The second great poet of the genre was Sophocles (c. 496-406 BCE). Tremendously popular, he added a third actor to the proceedings and employed painted scenery, sometimes even changes of scenery within the play. Three actors now permitted much more sophistication in terms of plot. One of his most famous works is Antigone (c. 442 BCE) in which the lead character pays the ultimate price for burying her brother Polynices against the wishes of King Kreon of Thebes. It is a classic situation of tragedy - the political right of having the traitor Polynices denied burial rites is contrasted against the moral right of a sister seeking to lay to rest her brother. Other works include Oedipus the King and The Women of Trāchis, but he in fact wrote more than 100 plays, of which seven survive.
The last of the classic tragedy poets was Euripides (c. 484-407 BCE), known for his clever dialogues, fine choral lyrics and a certain realism in his text and stage presentation. He liked to pose awkward questions and unsettle the audience with his thought-provoking treatment of common themes. This is probably why, although he was popular with the public, he won only a few festival competitions. Of around 90 plays, 19 survive, amongst the most famous being Medeia - where Jason, of the Golden Fleece fame, abandons the title character for the daughter of the King of Corinth with the consequence that Medeia kills her own children in revenge.
Theatre of Epidaurus
THE LEGACY OF TRAGEDY
Although plays were specifically commissioned for competition during religious and other types of festivals, many were re-performed and copied into scripts for 'mass' publication. Those scripts regarded as classics, particularly by the three great Tragedians, were even kept by the state as official and unalterable state documents. Also, the study of the 'classic' plays became an important part of the school curriculum.

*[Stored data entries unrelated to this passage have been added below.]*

PR #81, opened 2015-06-29
[#97502388] Service updates: Respond to validation errors returned by the API

TheDoubleK:
**NOTE**: This requires validation error responses from the API, which are added in this pull request: https://github.com/alphagov/digitalmarketplace-api/pull/159

This prevents updates with validation errors from being saved, and displays validation errors on the form.

In-line messages are no properly mapped to all possible validation errors - it could be easily done for this small set of fields, but it will be better to harmonise with the messaging mechanism used for SSP flow once it exists.

For now the validation message shown is the last in the list of `validations` for the question in SSP content.

There seems to be some issue with the width of the "Edit service" form - @quis can you help with that at all?

screen shot 2015-06-29 at 15 03 15

### DIFF
--- a/app/main/views/services.py
+++ b/app/main/views/services.py
@@ -159,15 +159,18 @@ def update_section(service_id, section):
         except HTTPError as e:
             errors_map = {}
             for error in e.response.json()['error'].keys():
-                id = existing_service_content.get_question(error)['id']
-                errors_map[id] = \
-                    {
-                    'input_name': error,
-                    'question': existing_service_content
-                        .get_question(error)['question'],
-                    'message': existing_service_content
-                        .get_question(error)['validations'][-1]['message']
-                    }
+                if error == '_form':
+                    abort(400, "Submitted data was not in a valid format")
+                else:
+                    id = existing_service_content.get_question(error)['id']
+                    errors_map[id] = \
+                        {
+                        'input_name': error,
+                        'question': existing_service_content
+                            .get_question(error)['question'],
+                        'message': existing_service_content
+                            .get_question(error)['validations'][-1]['message']
+                        }
 
             return render_template(
                 "services/edit_section.html",
--- a/app/main/views/services.py
+++ b/app/main/views/services.py
@@ -157,6 +157,17 @@ def update_section(service_id, section):
                 "user",
                 "supplier app")
         except HTTPError as e:
+            errors_map = {}
+            for error in e.response.json()['error'].keys():
+                id = existing_service_content.get_question(error)['id']
+                errors_map[id] = {
+                    'input_name': error,
+                    'question': existing_service_content
+                    .get_question(error)['question'],
+                    'message': existing_service_content
+                    .get_question(error)['validations'][-1]['message']
+                }
+
             return render_template(
                 "services/edit_section.html",
                 section=content.get_section(section),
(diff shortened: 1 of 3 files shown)


quis:
@TheDoubleK Fixed The problem with the banner at the top not being full-width in 2816168


Not sure what's going on with the textbox—looks OK for me locally:
image

I wonder if it's because we're not stripping line breaks when edits are being made…?

TheDoubleK:
The summary is fine I think - yes it's multi-line, which we do keep at the moment.

app/main/views/services.py
```diff
@@ -157,6 +157,17 @@ def update_section(service_id, section):
                 "user",
                 "supplier app")
         except HTTPError as e:
+            errors_map = {}
+            for error in e.response.json()['error'].keys():
+                id = existing_service_content.get_question(error)['id']
+                errors_map[id] = {
+                    'input_name': error,
+                    'question': existing_service_content
+                    .get_question(error)['question'],
```
allait: It's a nitpick, but could we indent the `.get_question` lines so they stand out among the keys.

Side note: I think it's another example of how our line length code style check often doesn't make things better. Maybe it's worth discussing the idea of removing it.

app/templates/macros/toolkit_forms.html
```diff
@@ -17,7 +17,8 @@
     name=question_content.id,
     value=service_data[question_content.id],
     large=True,
-    max_length_in_words=question_content["maxLengthInWords"] or False
+    max_length_in_words=question_content["maxLengthInWords"] or False,
+    error=errors.get(question_content.id)['message'] or None
```
allait: Do we need the `or None` and `or False` here? Looking at the toolkit code (https://github.com/alphagov/digitalmarketplace-frontend-toolkit/blob/master/toolkit/templates/forms/list-entry.html#L17) it just checks for `{% if error %}`, so there doesn't seem to be a need to replace any false value with `None`.

TheDoubleK: Good spot - they seem to be superfluous.

app/main/views/services.py
TheDoubleK: Fixed, but you're right about the line length.  The limit could be a bit more than 80 at least (maybe 120 chars)?

app/main/views/services.py
```diff
@@ -157,6 +157,18 @@ def update_section(service_id, section):
                 "user",
                 "supplier app")
         except HTTPError as e:
+            errors_map = {}
+            for error in e.response.json()['error'].keys():
+                id = existing_service_content.get_question(error)['id']
```
allait: I get a `KeyError` on this line when `'errors'` contains non-field keys, e.g. `_form`

TheDoubleK: How do you provoke a `_form` error here? Do you have to hack the posted data or is there input you can make on a form that will break it?

allait: I get `u"Additional properties are not allowed (u'lastUpdatedByEmail', u'lastCompletedByEmail', u'lastCompleted', u'lastUpdated' were unexpected)"` which is probably related to the recent changes to the api.

But I still think we should handle the `_form` or any other unexpected key here.

TheDoubleK:
I've put a catch in for `_form` errors that I think is enough. The way the errors are generated at the API the only other possible keys exist in the schema, so there's no point checking for additional keys.

Also worth bearing in mind that this method is likely to change once we sort out the validation messaging for the SSP in the content a bit more.

PR #82, opened 2015-06-29
[#997836] Kick off a new draft service

pcraig3:
<del>Forgot about the breadcrumbs on the template page.  Probably need to talk to @quis or @ralph-hawkins before merging this</del>
Talked with Chris about the breadcrumbs and we agreed they should look like this.
screen shot 2015-07-02 at 12 01 07

***

Added a GET route to a page where logged-in users can choose a lot for their ~agile~ new service, and a POST route that creates a new draft for them and redirects to the first SSP question based on their selected lot.  If you try to submit the form _without_ a lot selected, you're returned to the same form with an appropriate error message.

Lot selection content pulled in from [`lot.yml`](https://github.com/alphagov/digitalmarketplace-ssp-content/blob/master/g6/lot.yml) in the SSP content, very cool. 
Form is generated using [`Selection buttons`](http://alphagov.github.io/digitalmarketplace-frontend-toolkit/forms/selection-buttons.html) in the toolkit, which is also very cool.

There's a bit of a funny thing going on where the SPP content stuff says [`radios`](https://github.com/alphagov/digitalmarketplace-ssp-content/blob/master/g6/lot.yml#L2) instead of `radio`, which is probably something that should eventually be fixed.

Mocking stuff in tests is a bit a nightmare right now, but they all work, so.

[>> Story on Pivotal](https://www.pivotaltracker.com/n/projects/997836)


quis:
@pcraig3 What's your question about the breadcrumbs?

app/main/views/services.py
```diff
@@ -246,6 +245,77 @@ def update_section_submission(service_id, section):
...
+@login_required
+@flask_featureflags.is_active_feature('CREATE_SERVICE_PAGE')
+def start_new_draft_service():
+    """
+    Page to kick off creation of a new (G7) service.
+    """
+    template_data = main.config['BASE_TEMPLATE_DATA']
+
+    lots = new_service_content.get_question('lot')
+    lots['type'] = 'radio'
```
TheDoubleK: I'm pretty sure there was a rationale behind `radios` instead of `radio` in the SSP content (@quis can probably shed some light).  It might be better to stick with `radios` for this macro too for consistency?

TheDoubleK:
The text describing the lots seems to be bunched over on the left - is that intentional?
screen shot 2015-07-02 at 09 29 30

app/main/views/services.py
```diff
@@ -246,6 +245,77 @@ def update_section_submission(service_id, section):
...
+    Hits up the data API to create a new draft (G7) service.
+    """
+    lot = request.form.get('lot', None)
+
+    if not lot:
+        return redirect(
+            url_for(".start_new_draft_service", error="Answer is required")
+        )
+
+    # hard-coding in a framework slug :/
```
TheDoubleK: Rather than hard coding we could make the slug a path parameter on the GET and POST endpoints - i.e. /submission/<string:framework_slug>/create.

pcraig3: @robyoung says it's not worth doing this, and I think he's right.

If we allow passed-in parameters then we have to validate them, and currently there's only one possibility that we would allow anyway and we already know what that possibility looks like.

app/main/views/services.py
pcraig3: All of the parameters in the SSP are passed directly into the [form-building elements](http://alphagov.github.io/digitalmarketplace-frontend-toolkit/forms/selection-buttons.html), which *almost* works.

The SSP stuff says `type: radios`, which, when passed straight through to the form-building code, renders a broken `<input type="radios">` element.  

I'm not really sure what else depends on using the word `radios`, but it might be nothing.

PR #617, opened 2017-02-16
138702235-save-and-continue-and-save-button-on-declr

benvand:
All on the declarations page:
* Save and continue
* See what is coming Next
* Save and return to the declaration overview.
* Remove 'make decl' button from last page
* Hook up the breadcrumb back to the overview page

### DIFF
--- a/app/main/views/frameworks.py
+++ b/app/main/views/frameworks.py
@@ -443,11 +443,13 @@ def framework_supplier_declaration(framework_slug, section_id=None):
                     framework_slug=framework_slug,
                     section_id=content.get_next_editable_section_id()))
 
+    # Get and check the current section.
     section = content.get_section(section_id)
     if section is None or not section.editable:
         abort(404)
+    # Do the same for the next section. This also implies whether or not we are on the last page of the declaration.
+    next_section = content.get_section(content.get_next_section_id(section_id=section.id, only_editable=True))
 
-    is_last_page = section_id == content.sections[-1]['id']
     saved_answers = {}
 
     try:
@@ -457,7 +459,6 @@ def framework_supplier_declaration(framework_slug, section_id=None):
     except APIError as e:
         if e.status_code != 404:
             abort(e.status_code)
-
     if request.method == 'GET':
         errors = {}
         all_answers = saved_answers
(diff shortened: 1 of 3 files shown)


app/main/views/frameworks.py
```diff
@@ -329,31 +330,36 @@ def framework_supplier_declaration(framework_slug, section_id=None):
...
-                    return redirect(
-                        url_for('.framework_dashboard',
-                                framework_slug=framework['slug']))
+                    # Otherwise they may have completed their declaration. Check.
+                    if not next_section:
+                        # They have. Write the flash message.
+                        url = "{}/declaration_complete".format(
+                            url_for('.framework_dashboard', framework_slug=framework['slug'])
+                        )
+                        flash(url, 'declaration_complete')
```
risicle: I don't think we're doing this here - this flash message is to accompany the final "Make declaration" button-press, done from the overview.

I think you can safely obliterate all machinery for setting flash messages from this view.

app/templates/frameworks/edit_declaration_section.html
```diff
@@ -59,29 +60,41 @@
...
+              {% endwith %}
+
             {% else %}
-              {%
-                with
-                label="Save and continue",
-                type="save"
+              {# If there is no next page the 'save and return' button is the primary and only save button #}
+              {% with
+                type="save",
```
risicle: Does jinja allow `... if ... else ...` statements here? Because save<->secondary seems to be the only difference between these two `toolkit/button.html` uses...

benvand: Nope :(

risicle:
Have you managed to get away without breaking any tests here? If so that's a little on the worrying side.

app/main/views/frameworks.py
```diff
@@ -329,31 +330,28 @@ def framework_supplier_declaration(framework_slug, section_id=None):
...
     return render_template(
         "frameworks/edit_declaration_section.html",
         framework=framework,
+        next_section=next_section,
         section=section,
         declaration_answers=all_answers,
-        is_last_page=is_last_page,
         get_question=content.get_question,
-        errors=errors,
+        errors=errors
```
TheDoubleK: @risicle would like the trailing comma left in here :)

app/templates/frameworks/edit_declaration_section.html
```diff
@@ -19,7 +19,8 @@
         "label": "Apply to " + framework.name
       },
       {
-        "label": "Supplier declaration"
+        "link": url_for(".framework_supplier_declaration_overview", framework_slug=framework.slug),
+        "label": "Declaration overview"
```
TheDoubleK: The link text for this breadcrumb in the prototype is "Your declaration"

app/templates/frameworks/edit_declaration_section.html
TheDoubleK: You can do things like `type = "secondary" if next_section else "save"`

TheDoubleK:
Couple of comments but looking good.  Let's get it rebased up and un x-fail the tests.

app/main/views/frameworks.py
benvand: I think they harm readability. For instance. How long does it take to work out what this does?
`x = lambda: 'foo',`
any small gain like reordering arguments and/ or prettier diffs is negated by the inconsistency presented by statements like:
```
x= 'foo', 
len(x)
```
In python commas can _do_ something. For instance one is a string, one is a tuple:
```
('foo')
('foo',)
```
Unless we're asking the comma to _do_ something then it being there has the potential to mislead. 

Why is it there if it's not doing anything? Would be my argument in a nutshell.

We also don't write:
`x=[foo, bar, baz,]`

TheDoubleK:
Looks good to go :+1:

app/main/views/frameworks.py
risicle:
```
x= 'foo', 
len(x)
```

I'm not advocating using trailing commas in places that sequences aren't being specified. And this would be an argument against commas at the ends of lines at all, which we obviously can't do without. There's nothing "trailing"-comma specific about it.

```
('foo')
('foo',)
```

This is exactly a case I would use to argue in *favour* of trailing commas. Firstly, if you want to make a single-element tuple you *have* to use the second form, no way around it, the trailing comma is needed. But then, if you add a second member, the trailing comma is not needed. Remove trailing comma? Leave it? Surely the most consistent thing is to just be able to append another member to the line.

Otherwise you end up with pieces of code like

```
a = ("one",)
b = ("two", "one")
```

which is jarring, even though `b` is just a prepend-ation (?) of `a`.

```
c = ("three", "four")
```

Decide that `c` can lose its first member, selecting and deleting the `"three",` and all of a sudden, bam:

```
c = ("four")
```

You've not got a tuple anymore.

```
x=[foo, bar, baz,]
```

Yes, that's just a quirk of the language - I probably *would* add trailing commas here if the language allowed me (it doesn't).

PR #620, opened 2017-02-17
NO-TICKET-New-tests-base-2

benvand:
* New base class BaseApplicationTestLoggedIn with auto login

### DIFF
--- a/tests/app/helpers.py
+++ b/tests/app/helpers.py
@@ -394,6 +394,16 @@ class BaseApplicationTest(object):
             assert not session.get("_flashes")
 
 
+class BaseApplicationTestLoggedIn(BaseApplicationTest):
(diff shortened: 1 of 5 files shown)


TheDoubleK:
There are still *lots* of tests left doing `self.login()` - have you left these as they are because those test classes have some tests logged in and some not logged in?

I see how this new auto-logged-in class is a nice thing, but I'm not sure if having a mix of multiple different ways we log in tests is a good thing.  Might be nicer to stick to the same pattern everywhere? Also, having a `self.login()` in the test code makes it pretty clear what's going on for that test - no need to hunt round figuring out which base class the current test happens to have inherited from.

benvand:
Yeah I realised that some were going to conflict with upcoming commits. I'll update this PR another time and we can reopen discussion then.

PR #621, opened 2017-02-20
fixing breadcrumbs and links

danielknell:


idavidmcdonald:
Failing tests, looks like just due to the API mocks... :(

PR #623, opened 2017-02-21
NO-TICKET-repair-post-bug

benvand:
* Accept 'no-reuse' instead of 0 as negative for reuse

There were, however, new plays continuously being written and performed, and with the formation of actors' guilds in the 3rd century BCE and the mobility of professional troupes, the genre continued to spread across the Greek world with theatres becoming a common feature of the urban landscape from Magna Graecia to Asia Minor.
In the Roman world, tragedy plays were translated and imitated in Latin, and the genre gave rise to a new art form from the 1st century BCE, pantomime, which drew inspiration from the presentation and subject matter of Greek tragedy.